Barthold Kuijken

Baroque flute

Born in 1949, Barthold Kuijken grew up in an environment where music held pride of place: two of his older bothers studied music and were passionate about early music. He began studying the flute in Bruges and continued his studies at the conservatoires of Brussels and the Hague. During this time, he played early music most often on the recorder.

By happy coincidence, he found an excellent original traverse. With its help, and in studying other instruments conserved in numerous museums and private collections, while at the same time consulting manuscripts from the 17th and 18th centuries, he became a self-taught specialist in the interpretation of early music on original instruments. He is the flute player in the baroque orchestra La petite Bande, and gives chamber music concert s throughout the world. Since 1986 he has become more and more interested in orchestral conducting, and has recorded Mozart’s Gran partita and the concertante suites of J.S. and J.L. Bach.
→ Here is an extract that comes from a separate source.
Issue #1426, opened 2019-07-21
[docs-update request] Provide a more direct link to `latexrefman` in the documentation


krishnakumarg1984:
In the documentation page for `vimtex`, I notice that the link to `latexreman` is given as 
`https://puszcza.gnu.org.ua/projects/latexrefman/`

He is often invited as a member of the jury in international competitions, or to give masterclasses of early music. For Breitkopf & Härtel, he has published a new critical edition with commentary on the flute works by J.S. Bach (Urtext). As professor of baroque flute in the Royal Conservatoires of Brussel and The Hague (until 2014), he has trained a large number of excellent young flute players. In 2007 he obtained the first Doctorate in music in Belgium (VUB – Free Dutch-speaking University of Brussels). His essay The Notation is not the Music – Reflections on Early Music Practice and Performance was published by Indiana University Press in 2013.